• **Records for this exercise**
================================

PR #385, opened 2020-10-15
Feature: transpose blocks of dim>80 with cu/hipblas

shoshijak:
Up to now, DBCSR's GPU backend did not support the transposition of matrix blocks with dimension >80. This PR adds support for this via cu/hipblas.

### DIFF
--- a/src/acc/acc_libsmm.h
+++ b/src/acc/acc_libsmm.h
@@ -31,12 +31,13 @@ typedef enum libsmm_acc_data_t {
 int libsmm_acc_init(void);
 acc_bool_t libsmm_acc_is_thread_safe(void);
 
-int libsmm_acc_transpose(const int* dev_trs_stack, int offset, int stack_size,
-  void* dev_data, libsmm_acc_data_t datatype, int m, int n, int max_kernel_dim, void* stream);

================================

Give back the material above without altering a single word.

• **Exercise answer**
PR #385, opened 2020-10-15
Feature: transpose blocks of dim>80 with cu/hipblas

shoshijak:
Up to now, DBCSR's GPU backend did not support the transposition of matrix blocks with dimension >80. This PR adds support for this via cu/hipblas.

### DIFF
--- a/src/acc/acc_libsmm.h
+++ b/src/acc/acc_libsmm.h
@@ -31,12 +31,13 @@ typedef enum libsmm_acc_data_t {
 int libsmm_acc_init(void);
 acc_bool_t libsmm_acc_is_thread_safe(void);
 
-int libsmm_acc_transpose(const int* dev_trs_stack, int offset, int stack_size,
-  void* dev_data, libsmm_acc_data_t datatype, int m, int n, int max_kernel_dim, void* stream);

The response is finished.